After considering what he first thought of as the proposal, but redefined as the proposition, Mott said, “My curiosity is overwhelming my judgment.”

“Then ask for five hundred thousand and see whether their initial bid’s got any climb to it.”

Before Mott could agree or argue, his telephone rang. He picked it up and said, “Yes,” listened for a moment or two and said, “Put him through in fifteen seconds.” As he waited, he nodded at Haynes, switched on the phone’s speaker, glanced at his watch and let a tight confident smile spread across his face. When he spoke it was as if he were addressing someone sitting two feet to the left of Granville Haynes.

“Sorry to keep you waiting, Senator, but I was just discussing your offer with Mr. Haynes’s son.”

“And what does the boy say, Howie?” asked a voice that, although strained through the echoing speakerphone, was still full of pleasant southern ooze. Haynes thought the accent probably had originated somewhere between Natchez and Birmingham.

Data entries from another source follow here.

PR #1314, opened 2024-06-13
Decompile NZ0 EntityMaria

bismurphy:
Relatively simple function.

I'm trying to get better at things like using good variable names, organizing files, etc, and I think it pays off. This function is more readable than it would have been in the initial scratch. Excited to really get the game into a state where all the code is directly readable.


Xeeynamo (approved):
It is very interesting to see how an entity is controlled by a cutscene!

PR #1315, opened 2024-06-13
Decompile NZ0 func_801C4198

bismurphy:
This is a weird function, we don't really know what it does. But matching is always the first step. Just glad it works.

The behavior on the `dataPtr` makes me sad. Pointers are treated in such evil ways in this game.


Xeeynamo (approved):
Another confirmation that structs were not really used in this game. Meh.

PR #1317, opened 2024-06-13
Decompile NZ0 EntityMagicallySealedDoor

bismurphy:
I was able to start with the red door code and rely on that a fair bit. I modified the code to recreate the parts that are needed for the blue door.

Their entity extensions matched up (with the blue door needing a couple extra members) so I changed ET_RedDoor to just be ET_Door, and both doors use it. I'll be curious to see if the weird golden door to the Olrox fight is similar to these ones.

NZ0 is really getting empty now!


Xeeynamo (approved):
At some point we should start to mark those helper functions such as `EntityIsNearPlayer` as `static`. I doubt they were exported in any way.

Congrats for taking another one down. You're crushing it!

PR #1318, opened 2024-06-13
Decompile NZ0 801B0AA4

bismurphy:
3 NZ0 functions remaining? I think you mean 2 NZ0 functions remaining :)

I don't really understand this one, it's a bit of a mess. Lots of tilemap stuff, so maybe this does something with the weird shifting backgrounds in the Alchemy lab? Who knows.


Xeeynamo (approved):
LET'S GO!!! You've owning this game hahaha

PR #1319, opened 2024-06-14
Defake NP3 func_801CD78C

bismurphy:
This function is part of a small network of functions that pass around Entities and Point32s, so it ends up being a little weird. I guess the first two elements of an Entity are equivalent to a Point32, but still weird.

Within this function though, there is nothing to indicate that the args are Entity, and a PSP function seems to allocate the right stack size to call this with Point32, so I think we should do that, and have the callers cast their entities to Point32 if needed.

### DIFF
--- a/src/st/np3/4B018.c
+++ b/src/st/np3/4B018.c
@@ -62,16 +62,14 @@ void func_801CD734() {
         func_801CD658();
 }
 
-void func_801CD78C(Entity* src, s32 speed, s16 angle, Entity* dst) {
-    if (g_CurrentEntity->facingLeft != 0) {
+void func_801CD78C(Point32* src, s32 speed, s16 angle, Point32* dst) {
+    if (g_CurrentEntity->facingLeft) {
         angle = -angle;
     }
+    *dst = *src;
 
-    //! FAKE:
-    (*(Point32*)dst) = (*(Point32*)src);
-
-    (*(Point32*)dst).x -= speed * rsin(angle) * 16;
-    (*(Point32*)dst).y += speed * rcos(angle) * 16;
+    dst->x -= speed * rsin(angle) * 16;
+    dst->y += speed * rcos(angle) * 16;
 }
 
 void func_801CD83C(Entity* self) {


Xeeynamo (approved):
If you still want to use `Entity*` as a parameter, you can rewrite the function as the following:

```c
void func_801CD78C(Entity* src, s32 speed, s16 angle, Entity* dst) {
    if (g_CurrentEntity->facingLeft != 0) {
        angle = -angle;
    }

    __builtin_memcpy(dst, src, sizeof(f32) * 2);
    dst->posX.val += speed * rsin(angle) * 16;
    dst->posY.val += speed * rcos(angle) * 16;
}
```

if this is a good idea or not it is entirely up to debate. As @sozud mentioned in the past, `__builtin_memcpy` is none other than a struct copy like you did with `*dst = *src;`. I couldn't match this in any other way.

Either approaches are valid.

bismurphy:
> If you still want to use `Entity*` as a parameter

I don't think we do want to. Here's the scratch I used to decide this: https://decomp.me/scratch/7EZNl

sp10 is on the stack, and if we make it an Entity, it ends up being way too big. So sp10 is definitely a Point32. We could of course call this function with `(Entity*)sp10`, but that doesn't seem right to me. I think it makes more sense to call the function with Point32, and sometimes that Point32 might be a `(Point32*)myEntity`, but I think it makes more sense to cast an entity to a point (thus grabbing the position from the entity) than to cast a point to an entity.

Xeeynamo:
> > If you still want to use `Entity*` as a parameter
> 
> I don't think we do want to. Here's the scratch I used to decide this: https://decomp.me/scratch/7EZNl
> 
> sp10 is on the stack, and if we make it an Entity, it ends up being way too big. So sp10 is definitely a Point32. We could of course call this function with `(Entity*)sp10`, but that doesn't seem right to me. I think it makes more sense to call the function with Point32, and sometimes that Point32 might be a `(Point32*)myEntity`, but I think it makes more sense to cast an entity to a point (thus grabbing the position from the entity) than to cast a point to an entity.

I based my assumption on `func_801CDA14`, where we do `ent2->ext.GH_Props.unk9C` indicating it is a real entity, but when we pass `ent2` itself. I did not know about `func_801CDAC8`, but now I more understand why you say that `Point32` might have been used at the beginning on `Entity`. Thanks for the info!

PR #1320, opened 2024-06-14
Enhance `sotn_str` & Encode Menu Strings

hohle:
`sotn_str` can now handle escaped quotes, right parenthesis, and more in in `_S` strings. This allows all of the strings in `dra/menu.c` to be encoded as static C-strings.

This also converts the spell button sequences to UTF-8.


src/config_us.h
```diff
@@ -444,34 +444,34 @@ const char* g_MenuStr[] = {
...
-    {"", "\xFF", "", 0, 20, 8, 2, 129, 0, 16448, 30, 0},
-    {"", "\xFF", "", 0, 20, 8, 2, 129, 0, 16448, 45, 0},
+    {"Dark Metamorphosis", _S("←↖↑↗→"), "Heal HP by shedding blood", 10, 0, 0, 0, 1, 0, 0, 0, 0},
+    {"Summon Spirit", _S("←→↑↓"), "Summons a fierce spirit", 5, 20, 8, 2, 1, 0, 0, 15, 0},
+    {"Hellfire", _S("↑↓↘→"), "Transport and fireball attack", 15, 20, 8, 2, 1, 0, 32768, 30, 0},
+    {"Tetra Spirit", _S("↑ため↗→↘↓"), "Summons four spirits", 20, 20, 8, 2, 1, 0, 0, 15, 0},
+    {"Wolf Charge", _S("↓↘→"), "Powerful attack by Wolf", 10, 40, 10, 2, 129, 64, 64, 30, 0},
+    {"Soul Steal", _S("←→↘↓↙←→"), "Steals HP from nearby enemies", 50, 10, 8, 130, 2, 0, 0, 15, 0},
+    {"Wing Smash", _S("↑↖←↙↓↘→"), "Powerful attack by Bat", 8, 10, 10, 2, 1, 16, 0, 50, 0},
+    {"Sword Brothers", _S("↓↘→↗↑ため↓"), "Summons Sword Brothers", 30, 20, 8, 130, 129, 0, 64, 20, 0},
```
hohle, line 454: The `ため` sequence appears to be used to color the proceeding character red (indicating that it should be held for two seconds).

tools/sotn_str/jp.py
```diff
@@ -119,6 +119,11 @@ def dakuten(chr, prev):
 for index, value in enumerate(table):
     utf8_to_index[value] = index
 
+# ASCII characters not mapped above, but useful for encoding strings in C files.
+ascii_supplement = "*;<=>@"
+for c in ascii_supplement:
+    utf8_to_index[c] = ord(c) - 0x20
+
```
hohle, line 126: Entries in `g_MenuStr` have several adjacent ASCII characters, but in the mapping table above some of those have non-ascii characters in their positions. This allows these ASCII characters to be used as well when it makes sense.

tools/sotn_str/jp.py
```diff
@@ -259,7 +264,7 @@ def dakuten_to_bytes(input_chr):
 
 
 def utf8_to_byte_literals(input_str):
-    clean_str = input_str.replace("_SJ(", "").replace(")", "")
+    clean_str = input_str.replace("_SJ(", "(")
```
hohle, line 267: I dont' see any use (or definition) of the `_SJ` macro, but the second replacement on this line made it impossible to have a right parenthesis in an `_S` encoded string. The first replacement now replaces `_SJ(` with a left parens, so something like `_SJ("foo")` would become `("foo")`.

tools/sotn_str/sotn_str.py
```diff
@@ -30,17 +30,15 @@ def process_string(match: re.Match[str]):
...
     return f'"{escaped}"'
 
 
 def do_sub(line):
-    pattern = r'_S\("([^"]*)"\)'
-    # english_str_processed = re.sub(pattern, process_string, line)
-    # pattern_jp = r'_SJ\("([^"]+)"\)'
+    pattern = r'_S\("((?:\\["]|[^"])*)"\)'
     jp_str_processed = re.sub(pattern, process_string_jp, line)
-    jp_str_processed = jp_str_processed.replace("_S(\"\")", "\"\\xFF\"")
```
hohle, line 43: Long term this might be better written as a state machine to better handle escape sequences. This now allows `\"` (escaped double quotes) in strings (on line 40). These need to be dealt with after the match (on line 33).

tools/sotn_str/jp.py
sozud: Anything related to SJ can be removed, it's left over from when I thought there was a US encoding and a Japanese one

src/dra/menu.c
```diff
@@ -66,42 +66,42 @@ const char* D_800A2D18[] = {
 
 #if defined(VERSION_US)
 const char* D_800A2D68[] = {
-    "\x00\x01\x01\xFF",
```
sozud, line 69: It seems like something is off with the ones in this file, there's not a single entry that's coherent. This function doesn't seem to be doing the same encoding? https://github.com/Xeeynamo/sotn-decomp/blob/a4a556239ecab52a7c309fb70fdafe4dde30c4d1/src/dra/menu.c#L930

hohle: That's certainly possible. Let me see if I can get more context on this.

src/config_us.h
Xeeynamo: I think this is fine! There are only two places, as far I know, this is used.

Xeeynamo (commented):
This looks an improvement as it is. I know we could do some clean-up on `_SJ` as it's no longer used.

Could you add some unit tests in `tools/sotn_str/test.py` to cover the changes you made? That would be good in case we decide to refactor stuff or to document parts of the code

tools/sotn_str/jp.py
sozud: I'm not sure I'm understanding why this is needed, the mapping is like this
image
These characters are not in the table?

src/dra/menu.c
sozud: You can see in that function it's the 12x16 font
```
    const int ChWidth = 12;
    const int ChHeight = 16;
```
However these strings aren't shift-jis. I'm guessing they resize some bios font characters and make a table at runtime?

tools/sotn_str/jp.py
hohle: It's not relevant after removing the `menu.c` change.

sozud:
If you want to revisit this the table for the D_800A2D68 strings starts at D_800A2D10
"\x0C\x0D\x0E\xFF"  should decode to 攻撃力 for example

hohle:
Yeah, I can take a look at that table as well and add a separate encoding macro if necessary.

tools/sotn_str/test.py
```diff
@@ -22,47 +22,42 @@ def test_dakuten_to_bytes(self):
...
-
     def check_sei():
         assert(utf8_to_index['聖'] == 222)
 
-    def test_glasses(self):
-        input = "_SJ(聖なるめがね)"
-        out = utf8_to_byte_literals_wrapped(input)
-        assert out == "_SJ(\\xEE\\xC5\\xD9\\xD2\\xB6\\xFF\\x9E\\xC8\\xFF)"
-
-    def test_moon(self):
```
sozud, line 43: Why are we removing test cases? 月 is is 0xFF, which is the same as the end byte, so it's useful to have a test. I don't remember the details of the others but they're probably there for a reason

tools/sotn_str/jp.py
```diff
@@ -124,6 +124,21 @@ def get_chr(chr):
...
+    "装備技システム短剣必殺使攻撃力防",
+    "御魔導器拳こ一覧棒両手食物爆弾盾",
+    "投射薬ん右左武兜鎧マントその他い",
+])
+
+alt_utf8_to_index = {}
+for index, value in enumerate(alt_table):
+    alt_utf8_to_index[value] = index
+
+for index, value in enumerate("ＡＴＤＥＦ"):
```
sozud, line 138: This is a separate table at D_800A2D64. I think the right approach is having two different macros because this table is only in the US version, and D_800A2D10 etc. are only in the JP version. It's not the same encoding

sozud:
BTW we just squash everything when merging so you don't need to rebase every time if it's extra work for you

tools/sotn_str/jp.py
hohle: OK, there's are `_S2` and `_S2_HD` macros for the separate lookup tables.

sozud:
I think this is ready if the test cases here are restored 
```
        input = "_SJ(あかつきの剣)"
        input = "_SJ(聖なるめがね)"
        input = "_SJ(バルザイのえん月刀)"
```
https://github.com/Xeeynamo/sotn-decomp/blob/d45701638fe050e3e88d3b7a2d75f541bd8fcfb1/tools/sotn_str/test.py#L30

hohle:
I had gotten rid of them along with `utf8_to_byte_literals_wrapped`, but I see their value. I've modified them to use `utf8_to_byte_literals_escaped`.

I also added an additional test (which I should have added in the first place), with escaped quotes (i.e. `"\"(\")"`)

sozud (approved):

PR #1322, opened 2024-06-14
Decompile WRP func_801907EC (!)

bismurphy:
One of the last two functions!

Since this is duplicated in every overlay (but never used in any of them), it will make sense to de-duplicate this. I will use my automatic de-duplication script to put it into the appropriate .h file. That can either be in this PR (after getting the seal of approval), or can be a separate PR (after merging this initial WRP version). I'm good with any option.

Very cool though, glad I figured this one out finally! Hopefully the last one will come along soon...

### DIFF
--- a/include/types.h
+++ b/include/types.h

“He’s quite willing to sell the copyright to his father’s work, which, incidentally, is entitled Mercenary Calling, providing a more reasonable offer is made.”

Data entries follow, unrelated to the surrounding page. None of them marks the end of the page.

PR #1327, opened 2024-06-15
Decompile NP3 EntityHammer

bismurphy:
Kind of a complicated process to get this one working, beyond the normal function decompilation.

Files are split for now, because there are weird things with rodata. I have already done the two remaining Gurkha functions, so my next PRs will pull those in and will end up bringing the files back together.

Messy things here, tried to make it looks nice but as always, feedback is appreciated.


Xeeynamo (approved):
Looks good!

PR #1330, opened 2024-06-16
Decompile NP3 EntityOwl

bismurphy:
Another big one! This required mangling the files a little bit; once the other functions are decompiled the files should come back together nicely. The function itself is in 4B018.c, and the function is currently alone in that file.


sozud (approved):
Nice work

PR #1331, opened 2024-06-16
Decompile NP3 func_801CBF18

bismurphy:
Helper function for the Owl Knight, does a bunch of stuff with prims. Might be related to his death animation.


Xeeynamo (approved):
Looks good! Let's start marking those helper functions as `static` too

PR #1333, opened 2024-06-17
Decompile NP3 EntityOwlKnight

bismurphy:
This is a huge one! Lots of file shuffling needed to happen, but now that things are in place I feel relatively confident that we have our file splits in the right places, which is great. It's really cool when we can make file splits that are motivated by game structure, and not by rodata limitations.

Anyway, here it is, let me know which flags and stuff I forgot about :)


sozud (approved):
Good work

PR #1334, opened 2024-06-17
Decompile func_80123B40

hohle:
Finishes off work originally started by @joshlory.


hohle:
Thanks to @sozud for pointing out `memcpy`s could be simple assignments.

Xeeynamo:
team work <3

src/dra/7E4BC.c
```diff
@@ -1202,7 +1202,97 @@ void func_80123A60(Entity* entity) {
...
+
+        if (!(self->flags & 0x800000)) {
+            DestroyEntity(self);
+            return;
+        }
+
+        self->flags = 0x0C830000;
+        self->velocityY = FIX(-3.0);
+        SetSpeedX(-0x1AAAA);
+        self->ext.stub[0x28] = 0x80;
```
sozud, line 1233: @Xeeynamo Do we need to create an ET_XXX here?

Xeeynamo: Yep 100%. The use of `self->ext.stub` should be disallowed and it's there just for padding

hohle: Sounds good. I'll see if any of the others are relevant otherwise create a new one.

Xeeynamo: We usually create new ones based on the context of the function. For example this one is calling `EntityPlayerBlinkWhite` with the same parameter. So maybe we can create a new struct called `ET_BlinkWhite blinkWhite` and use `self.ext.blinkWhite.unkA4`, or something like that.

sozud:
Conflicts need to be resolved

PR #1469, opened 2024-08-03
Added and updated SFX references 

synamaxmusic:
Stopping at 0x633 (`SFX_UI_SELECT`) for now, but will continue to add and update more sfx references soon.  

So far we have 51 out of a potential 736 sfx IDs (`0x8E0` - `0x600`).  

For what it's worth, the last valid sound ID I have listed in my spreadsheet is `0x8D2` found in `DRA`, `RIC`, `BO4`, `BO6`, and `RBO5` so the actual number might be 722 enum IDs, but we'll see what happens since the last sfx group in the list belongs to vabid 3.

### DIFF
--- a/src/dra/627C4.c
+++ b/src/dra/627C4.c
@@ -592,7 +592,7 @@ s32 HandleSaveMenu(s32 arg0) {
                 return 2;
             }
             if (g_pads[0].tapped & CONFIRM) {
-                PlaySfx(SE_UI_CONFIRM);
+                PlaySfx(SFX_UI_SELECT);
                 FreePrimitives(D_80137E58);
                 FreePrimitives(D_80137E5C);
                 FreePrimitives(D_80137E60);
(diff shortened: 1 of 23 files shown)


src/dra/627C4.c
```diff
@@ -592,7 +592,7 @@ s32 HandleSaveMenu(s32 arg0) {
                 return 2;
             }
             if (g_pads[0].tapped & CONFIRM) {
-                PlaySfx(SE_UI_CONFIRM);
+                PlaySfx(SFX_UI_SELECT);
```
sozud, line 595: In my mind confirm is pressing X and select is pressing up/down/left/right. If this is select what are you going to call up/down/left/right?

synamaxmusic: I was planning on having the `0x67B` sound cues labeled as `SFX_UI_MOVE` since it involves the D-pad.

I might just revert back to confirm because it does make a little more sense.  One of the reasons why I changed it to select is that I'm trying to find a good name for the Start Button confirm bang at the title screen, but that cue is used for other cues besides UI like door sounds and Dracula monster stomps.

Xeeynamo (approved):
Happy to see very good progress on documenting the SFXs. Thank you a lot!

src/dra/627C4.c
synamaxmusic: Reverting now...

synamaxmusic:
> Happy to see very good progress on documenting the SFXs. Thank you a lot!

Absolutely, glad to finally help out!

sozud (approved):

PR #1470, opened 2024-08-04
Weapon assets and statically linked

Xeeynamo:
Allow to compile weapon overlays as a single C files. The benefit is to disallow symbols to be exported by statically compile them all but the header. We would no longer need to use `OVL_EXPORT` as long as the symbols are marked as `static`. The frames data is also generated as an array of data that can be just included into their respective C files, generated by JSON files on the fly.

I changed `animset` to `frameset` as the data does not represent a set of animations but rather a set of frames, where every frame has multiple sprites. The information on how the frames are played (e.g. animation) is found elsewhere. 

Following the full list of changes to achieve this project:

“A hundred thousand’s awful reasonable down my way, Howie.”

“Down your way, I’m sure it is. But young Mr. Haynes is from Los Angeles and quite confident he can arrange offshore development money that would enable him to produce, write, direct and even star in a feature film based on his father’s work.”

“The kid’s an actor?”

“Not only that, but he bears a startling resemblance to Steady.”

There was a long weary sigh over the speaker. “How much, Howie?”

“Five hundred thousand.”

“Any wiggle room?”

“Maybe. But not much.”

“Then I’ll have to talk to my folks to see if they’re even interested in making a counteroffer. But I won’t be able to get back to you until Monday. Okay?”

“Monday’s fine. And by the way, would you like me to make a Xerox copy for your people so they can be sure they’re not buying a pig in a poke?”

The senator exploded over the speakerphone. “No copies, goddamnit! Not now. Not ever. You got that, Howie?”

“I merely assumed they’d want to read before buying.”

When he replied, soothing syrup again flowed from the senator’s mouth. “They don’t want to read it, Howie. They just want to buy themselves a fucking copyright. That clear?”

“Perfectly,” said Howard Mott.

Chapter 7

After pleading executive stress, Padillo went for a swim in the Watergate pool and left McCorkle to interview a prospective waiter, whom he hired; anglicize the spelling of the menu’s three dinner specials; and lend an unwilling ear to Tinker Burns, who had moved from banquette to bar after his two lunch guests left.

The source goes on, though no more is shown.